Après cinq semaines de polémique et de divisions de la majorité, le projet de loi sur la maîtrise de l'immigration a été définitivement adopté, mardi 23 octobre, par le Parlement.

A l'Assemblée nationale, le texte a été adopté par 282 voix contre 235. Soit une majorité nettement plus restreinte que celle réunie, une heure plus tôt pour la première partie (volet recette) du projet de loi de finances, adoptée avec 339 voix.

Dès dimanche soir, pourtant, le président de la République avait insisté, au bureau politique de l'UMP, pour qu'aucune voix ne manque. Et, lundi, le député d'Ille-et-Vilaine Pierre Méhaignerie, qui n'avait pas caché, lors de l'examen du texte, sa réserve vis-à-vis de l'amendement ADN, publiait un communiqué pour souligner que "la limitation très stricte de son utilisation grâce aux modifications apportées et à l'intervention du juge ne justifiait plus la caricature qui en est faite" et qu'il voterait le texte.

LE NOUVEAU CENTRE DIVISÉ

Le groupe UMP de l'Assemblée n'a cependant pas fait le plein de ses voix, contrairement à ce que promettait son porte-parole Eric Ciotti, qui garantissait "son unanimité". Sur les 321 députés UMP, une quarantaine a fait défection : trois, dont François Goulard, ont voté contre, vingt et un se sont abstenus, tandis qu'une quinzaine n'a pas pris part au vote.

Le Nouveau Centre s'est partagé entre quatre votes pour (dont le président du groupe, François Sauvadet), quatre votes contre (dont Jean-Christophe Lagarde) et dix abstentions.
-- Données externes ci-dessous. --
PR #3373, opened 2021-06-11
 Add keyword validation using a predicate function

verveerpj:
The recently added keyword validation code could only check values of items against a list of options. This pull request adds the option to call a predicate function to test the value of an item. This allows for a broad range of tests, such as checking the sign of a value, or for  a range of values. The cost in complications of the specification of the validations is minor: one field is added to the struct used to define a check.

A test has been added that demonstrates this approach using a lambda function as a predicate.

In addition to this improvement, checking of items with double value types has been added.

**EDIT:** Decided to go for the simpler solution. Everything is done via a validator function, and a small helper class was added to be able to easily define lists of permitted values. Small change to the keyword definition structures that the user needs to write, but they are also clearer.

### DIFF
--- a/opm/simulators/flow/KeywordValidation.hpp
+++ b/opm/simulators/flow/KeywordValidation.hpp
@@ -22,6 +22,8 @@
 
 #include <opm/common/OpmLog/KeywordLocation.hpp>
 
+#include <functional>
+#include <initializer_list>
 #include <map>
 #include <optional>
 #include <string>
@@ -47,7 +49,7 @@ namespace KeywordValidation
     template <typename T>
     struct PartiallySupportedKeywordProperties {
         bool critical; // Set to true if the unsupported item value should be an error
-        std::vector<T> permitted_values; // The list of permitted values
+        std::function<bool(T)> validator; // Predicate function to test values
         std::optional<std::string> message; // An optional message to show if an illegal item is encountered
     };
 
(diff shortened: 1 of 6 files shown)


joakim-hove:
> This pull request adds the option to call a predicate function to test the value of an item

Yes!

verveerpj:
Jenkins build this please

verveerpj:
Jenkins build this please

opm/simulators/flow/KeywordValidation.hpp
```diff
@@ -121,9 +125,30 @@ namespace KeywordValidation
...
+    class permit
+    {
+    public:
+        permit(const std::initializer_list<T>& permitted_values) {
+            for(auto item: permitted_values) {
+                m_permitted.push_back(item);
+            }
+        }
+
+        bool operator()(const T value) const
```
joakim-hove, line 143: I guess the argument could be a `const T&`?

joakim-hove:
I think this is a good change. Maybe `allow_values<T>` is a better name than `permit<T>`?

opm/simulators/flow/KeywordValidation.hpp
verveerpj: yes. done.

verveerpj:
> I think this is a good change. Maybe `allow_values<T>` is a better name than `permit<T>`?

Agreed. done.

verveerpj:
Jenkins build this please

joakim-hove:
Wow - seems jenkins is case insensitive!?

PR #3377, opened 2021-06-14
PerfData maintains producre / injector status

joakim-hove:
Check injector/producer status in when creating perfdata and save some bytes


joakim-hove:
jenkins build this please

PR #3378, opened 2021-06-14
Quell some warnings in static analyzers

akva2:


akva2:
jenkins build this please

opm/core/props/phaseUsageFromDeck.cpp
```diff
@@ -135,7 +135,7 @@ PhaseUsage phaseUsage(const Phases& phases)
     pu.has_zFraction = phases.active(Phase::ZFRACTION);
     if (pu.has_zFraction) {
         pu.phase_pos[BlackoilPhases::ZFraction] = numActivePhases;
-        ++ numActivePhases;
+        //++ numActivePhases;
```
joakim-hove, line 138: If it is unnecessary it is unnecessary - delete!

bska: > If it is unnecessary it is unnecessary - delete!

This one stays.  I don't care if it's unnecessary or if static analyzers warn about it.  It makes the code easier to maintain if we add new enumerators to `BlackoilPhases`.

akva2: so you want me to drop the commit?

bska: Just to be clear: I want this particular change reverted and the increment reinstated.

bska: Just to be clear: I want this particular change reverted and the increment reinstated.

akva2:
jenkins build this please

PR #6090, opened 2025-03-18
PRT: Use {fmt} to format injection log

akva2:
I'm working on adding support for RPTSCHED WELLS=2.

This appends connection level data to the log. In the process I realized two issues with current code;
1) the table format is dependent on group/well names being left aligned. This to properly fit the connection data and giving a sense of 'this is under this entry'.
2) the ijk-indices were misaligned

As fixing things like this with non-programmed table layouts is a major pain in the behind, I decided to fix the problem properly. In the process I also found various inconsistencies in the existing code, wrong centerings and such.

This is the first part of this work, starting with the injection log.

Before
```
:    INJ:   1,    1    :
:  BLOCK:   1,  1,  3 <-- this is the new data
```
After
```
:INJ   :   1,  1     :
: BLOCK:   1,  1,  3 :
```


akva2:
jenkins build this please

akva2:
jenkins build this please

akva2:
jenkins build this please

opm/simulators/flow/LogOutputHelper.cpp
```diff
@@ -617,30 +718,32 @@ outputInjectionReportRecord_(const std::vector<Scalar>& wellInj,
...
     if (! isWellRecord) {
-        ss << std::setw(11) << "" << ':';
+        ss << fmt::format("{:11}:", "");
     } else {
-        ss << std::setw( 5) << wellInj[WellInjDataType::WellLocationi] << ','
-           << std::setw( 5) << wellInj[WellInjDataType::WellLocationj] << ':';
+        ss << fmt::format("{:>3},{:>3} {:>3}:",
+                          wellInj[WellInjDataType::WellLocationi],
+                          wellInj[WellInjDataType::WellLocationj],
+                          "");
```
bska, line 729: So if we need three digits for both I and J, then we'll get output of the form
```
123,456
```
Is that intentional?

opm/simulators/flow/LogOutputHelper.cpp
```diff
@@ -580,32 +606,107 @@ outputCumulativeReportRecord_(const std::vector<Scalar>& wellCum,
...
 void LogOutputHelper<Scalar>::beginInjectionReport_() const
 {
-    const auto unitType = this->eclState_.getUnits().getType();
+    const auto& units = this->eclState_.getUnits();
+    const auto widths = std::array{8, 11, 6, 6, 6, 11, 11, 11, 11, 8, 8};
+
+    using namespace std::string_view_literals;
+
+    auto oil_rate =
+        [&units]()
```
bska, line 615: Might as well capture `units.getType()` here, e.g.,
```C++
auto oil_rate = [utype = units.getType()]()
{
    switch (utype) {
    // ...
    }
};
```
since you're not really using a lot of the `units` object internally.

bska (approved):
Looks good to me.  Thanks a lot for the clean-up.

opm/simulators/flow/LogOutputHelper.cpp
akva2: yes, that is the intent. it is dictated by column width (assuming i'm gonna stay "compatible").

opm/simulators/flow/LogOutputHelper.cpp
akva2: sure.

akva2:
jenkins build this please

PR #6092, opened 2025-03-18
Support WCONHIST/WCONINJ in ACTIONX

blattms:
Downstream of OPM/opm-common#4527

Comparison with other simulator looks good for the test cases actionx/ACTIONX_WCONINJH.DATA actionx/ACTIONX_WCONHIST.DATA

I needed to make the container set up for producers/injector to work for the other types.  This here seems to work if the ACTIONX is executed at the end of a report step. I am bit skeptical whether this also works during the time stepping. Maybe there is  a better way?

### DIFF
--- a/opm/simulators/wells/SingleWellState.cpp
+++ b/opm/simulators/wells/SingleWellState.cpp
@@ -323,13 +323,40 @@ update_injector_targets(const Well& ecl_well, const SummaryState& st)
 }
 
 template<class Scalar>
-void SingleWellState<Scalar>::
-update_targets(const Well& ecl_well, const SummaryState& st)
+bool SingleWellState<Scalar>::
+update_type_and_targets(const Well& ecl_well, const SummaryState& st)
 {
+    bool switchedToProducer = false;
+    if (this->producer != ecl_well.isProducer()) {
+        // type has changed due to ACTIONX
+        // Make sure that we consistent with the ecl_well
+        switchedToProducer = this->producer = ecl_well.isProducer();
+        if (switchedToProducer) {
+            this->production_cmode = ecl_well.productionControls(st).cmode;
+            // clear injection rates
+            for(auto&& val: this->surface_rates) {
+                if (val > 0.0) {
+                    val = 0.0;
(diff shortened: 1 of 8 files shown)


opm/simulators/wells/SingleWellState.cpp
```diff
@@ -323,13 +323,40 @@ update_injector_targets(const Well& ecl_well, const SummaryState& st)
...
+        // type has changed due to ACTIONX
+        // Make sure that we consistent with the ecl_well
+        switchedToProducer = this->producer = ecl_well.isProducer();
+        if (switchedToProducer) {
+            this->production_cmode = ecl_well.productionControls(st).cmode;
+            // clear injection rates
+            for(auto&& val: this->surface_rates) {
+                if (val > 0.0) {
+                    val = 0.0;
+                }
```
blattms, line 340: Without this I get an exception because wfac is larger than 1.

blattms:
This is now tested by the client and works perfectly for the test cases. Ready for review.

GitPaean:
Thanks for the request, but it it is okay I think I will suggest @bska to review this for better efficiency. I can review it while I realized it will kill some time for me to get familiar with the implementation of the actions first.

opm/simulators/wells/SingleWellState.cpp
bska: > Without this I get an exception because wfac is larger than 1.

Would you mind elaborating a little on that, please?  What is `wfac`?

bska (commented):
I like that we're now able to handle the case of a well switching from a producer to an injector, or the other way around, in the context of an action block&ndash;that's a great improvement.  Other than that, I only have minor comments here.

opm/simulators/wells/SingleWellState.cpp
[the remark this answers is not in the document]
blattms: I think we used to need them due to compiler bugs.
Anyway, I changed to your preference (under slight protest...).

bska:
jenkins build this please

PR #6093, opened 2025-03-19
PRT: Use {fmt} to format production log

akva2:
Continuing. Same reasoning as in https://github.com/OPM/opm-simulators/pull/6090


akva2:
jenkins build this please

PR #6096, opened 2025-03-19
PRT: Use {fmt} to format fip logs

akva2:
This one is a bit more messy as I can't really decode the actual formatting of this table. At least I have codified it as much as possible.


bska (approved):
With the **possible** caveat that we may have to restore the leading blank for these reports, this looks good to me and I'll merge into master.

PR #6098, opened 2025-03-20
Also solve std for every inner iterations as default

totto82:
In master, we always solve inner iterations for MSwells but not StdWells. The lack of inner iterations for StdWells can lead to convergence issues for Newton.  This changes the default value to 99 and removes the check for MSWells, thus allowing not to solve MSWells during some Newton iterations.

### DIFF
--- a/opm/simulators/wells/WellInterface_impl.hpp
+++ b/opm/simulators/wells/WellInterface_impl.hpp
@@ -851,7 +851,7 @@ namespace Opm
 
         // only use inner well iterations for the first newton iterations.
         const int iteration_idx = simulator.model().newtonMethod().numIterations();
-        if (iteration_idx < this->param_.max_niter_inner_well_iter_ || this->well_ecl_.isMultiSegment()) {
+        if (iteration_idx < this->param_.max_niter_inner_well_iter_) {
             const auto& ws = well_state.well(this->indexOfWell());
             const auto pmode_orig = ws.production_cmode;
             const auto imode_orig = ws.injection_cmode;
--- a/opm/simulators/flow/BlackoilModelParameters.hpp
+++ b/opm/simulators/flow/BlackoilModelParameters.hpp
@@ -100,7 +100,7 @@ struct TolerancePressureMsWells { static constexpr Scalar value = 0.01*1e5; };
 template<class Scalar>
 struct MaxPressureChangeMsWells { static constexpr Scalar value = 10*1e5; };
 
-struct MaxNewtonIterationsWithInnerWellIterations { static constexpr int value = 8; };
+struct MaxNewtonIterationsWithInnerWellIterations { static constexpr int value = 99; };
 struct MaxInnerIterMsWells { static constexpr int value = 100; };
 struct MaxInnerIterWells { static constexpr int value = 50; };
 struct ShutUnsolvableWells { static constexpr bool value = true; };


totto82:

totto82:
Note that this fixes the issue of repeatedly shutting off NORNE_ATW2013_3B_STDW.DATA as reported by @erikhide in https://github.com/OPM/opm-simulators/pull/6067

GitPaean:
vow, then my guess is that it improves the well solve for the well under THP target?

opm/simulators/wells/WellInterface_impl.hpp
```diff
@@ -851,7 +851,7 @@ namespace Opm
 
         // only use inner well iterations for the first newton iterations.
         const int iteration_idx = simulator.model().newtonMethod().numIterations();
-        if (iteration_idx < this->param_.max_niter_inner_well_iter_ || this->well_ecl_.isMultiSegment()) {
```
GitPaean, line 854: If we go this direction, we probably want to do it differently here. 
`iteration_idx` by default will be maximum 20. We probably can remove this if condition or using some other if condition if I did not read the code wrong.

totto82: I think it could be useful to keep the option of not solving with inner iterations for all Newton iterations.

GitPaean:
> In some cases, Newton's convergence gets worse.

Norne had this problem from many years ago, not sure whether it is still the case though.

erikhide:
> I have started testing the Norne prediction cases with STW, and the results are not conclusive. In some cases, Newton's convergence gets worse. I will have to dig deeper into these cases to understand what happens.

Note that some of the Norne prediction cases fail when using the current master. I've tested alternative time stepping approaches which seem to work better (i.e. the simulation doesn't fail). An early version is available using `--time-step-control="general3rdorder"`.

totto82:
benchmark this please

totto82:

totto82:
I think we should try to get this in before the release, as not solving the well with inner equations may lead to the stagnation of simulations.

totto82:
Some spikes in the results are the most worrying differences. I have tried to reproduce them locally:
udq_wconprod: WOPR:OPL02. Both master and PR give the same results locally (no spike)
editnnc_model2: WGIP:INJ1. Both master and PR give the same results locally (with spike)
I.e., the spikes are probably caused by something else. 

From my point of view, this should be merged. We would like to use the new local solve approach in the simulator at every iteration, as well as for standard wells.

totto82:
@GitPaean, what do you think? Should we merge this before the release? I think so, as it improves the convergence in most cases. If it doesn't, it points to other issues that must be solved. If this leads to a problem for particular models, we have a simple workaround of passing the old default parameters.

totto82:

GitPaean:
let me have a look. 

It was mentioned that it made some running worse, was there any update regarding that?

GitPaean:
I confirm that `editnnc_model2: WGIP:INJ1.` produces a spike both on the master and this PR locally. 

But it is a weird case, that INJ1 is either GAS or WATER injection history matching mode, while the most of the time (or all the time of reference results), WGIP for INJ1 is zero, which is rather strange.  DBG and PRT file does not mention anything related to this.

GitPaean:
Did you check the results related to UDQ_WCONPROD?

[02_udq_wconprod.pdf](https://github.com/user-attachments/files/19601559/02_udq_wconprod.pdf)

I confirmed the jenkins comparison locally.

GitPaean:
And also 
[01_udq_pyaction.pdf](https://github.com/user-attachments/files/19602802/01_udq_pyaction.pdf)
I confirmed this one in locally. 

did not check all of the regression tests.

totto82:
> Did you check the results related to UDQ_WCONPROD?

It seems super-sensitive to small perturbations in the time-stepping. I will dig deeper to see if I can solve the underlying issue.

vkip:
Using --check-group-constraints-inner-well-iterations=false (or applying https://github.com/OPM/opm-simulators/pull/5924) seems to fix 02_udq_wconprod (only time-stepping differences remain, visually identical results with shorter time steps).

totto82:
I think the issue is related to control switching. https://github.com/OPM/opm-simulators/pull/6145 seems to fix it. However, so does restricting the timestep and reducing the maximum number of well switching per step. So I could just be random, but I don't think it is directly related to this PR. i.e., I think we can merge this and update the data. I also tagged #6145 for the release. It fixes an output bug, but we may need to change the default maximum value of switching as we expect more switching during local solves.

totto82:
@vkip comment strengthens my suspicion that it is related to well-switching.

totto82:
Let's merge #5924 first.

vkip:
> Let's merge #5924 first.

Sounds good, hopefully many of the test failures here disappear after that.

totto82:

totto82:

totto82:

totto82:

totto82:
I will make a new attempt for this release. The way the inner solve code is written now, we really want to solve the STD wells for all Newton iterations. Yes, the run time increases for 1B, 2A, and 2B, but I will argue that that is better than the unfinished simulation of 4B. I have looked through the test failures, and I didn't spot anything that makes me nervous. This PR affects the convergence and thus the time-stepping, which again affects the results. The problematic cases we looked at the last time we investigated this, i.e., the UDQ tests, behave much better now.

GitPaean:
It has been en efforts crossing many years. I am not familiar with the significance of the NORNE cases, while it looks like systematically slower with the iteration for standard wells. 

For Norne, the difference is within the fluctuation, the PR increases the iteration number a little bit, which is not a concern. 

How does it behave in other field cases?

I think I can not make the decision alone, so I invited @atgeirr @bska also join the discussion.

GitPaean:
benchmark please

totto82:
>  I am not familiar with the significance of the NORNE cases,

Conceptually, there is no good reason not to solve the standard wells in every inner iteration, as we already do for MSW. Especially after @steink significantly improved the inner iteration algorithms. The only reason I know of for not updating this long ago is that it caused severe problems for the NORNE cases. This is related to the fact that for NORNE cases WELSPECS item 9 is "STOP" not "SHUT" as is more common.  This has led to some issues with the inner iteration logic, but most, if not all, are now fixed. Or at least 1A-4B, which all ran through with this PR, which was not the case earlier. 4C and 4D are still problematic for the master and this PR (and MSW).

totto82:

steink:
> maybe @steink also want to comment on this?

I think that for the typical cases (quite complex with groups/network) we are targeting, it makes sense to always solve STW as well, so to me it seems it should be the default. 

But I do think that there can be situations where it's not the best option. For instance the wgrupcon/wvfpexp-testcases are rather special as they are quite small (pressure travels fast) and have VREP-control while producers are becomming inoperable. In this case, I think the well problem becomes very non-local, so might give rise to situations where the local well solve does more harm than good for the global solve. For the NORNE-cases, I'm not sure, but they are also very special with the stop-instructions that make the well solves very sensitive to small variations in reservoir pressure and give rise to constantly changing directions of cross-flow.

totto82:
> But I do think that there can be situations where it's not the best option

I think this also applies to MSW. That is why I would also like to make it possible to avoid always using inner iterations for MSW (See the changes proposed in this PR).

GitPaean:
> For some of the NORNE-cases, I don't think the issues are related to logic since when wells are stopped, there is no control/status switching (always solved with zero rate). I think it's more related to small rates with constantly changing flow-directions/cross-flow, so the local well-equations do not behave smoothly with changing reservoir pressure. Also I think the cross-flow treatment with the standard wells is rather crude by design, so if cross-flow is an important ingredient, it should rather be modelled with MSW, even though tiny time-steps might be required. So I'm a bit sceptical to the relevance of all the different versions of the NORNE-model.

Thanks for the comments. Cross-flow in the STDW might be some rough, that is true. But conceptually, we should only apply the well information back to reservoir when the well solution is converged. Non-converged solution can be random in theory. 

Before we go ahead, what is the benefit from observation what this PR can make for the cases that are concerned with? Maybe @totto82 has some comments?

totto82:
> Before we go ahead, what is the benefit from observation what this PR can make for the cases that are concerned with?
See NORNE_ATW2013_4B_STDW in the report above.

GitPaean:

totto82:
It is time to merge this. I have reviewed the test failures, and I don't see any merge stoppers. Based on the comments, I believe we all agree that this is a positive change that should be merged.

atgeirr:
> It is time to merge this. I have reviewed the test failures, and I don't see any merge stoppers. Based on the comments, I believe we all agree that this is a positive change that should be merged.

Then go ahead and do the data update.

Les élus UDF-Modem, dont François Bayrou, quant à eux, se sont joints au vote contre des socialistes, communistes et Verts.

Le gouvernement pouvait néanmoins se féliciter d'avoir rallié l'essentiel des sénateurs de la majorité autour de son texte, qui avait pourtant suscité une véritable fronde sénatoriale. Celui-ci a été adopté par 176 voix pour et 136 voix contre. Même Hugues Portelli, qui s'était opposé à l'amendement ADN et avait voté contre, a choisi de s'abstenir.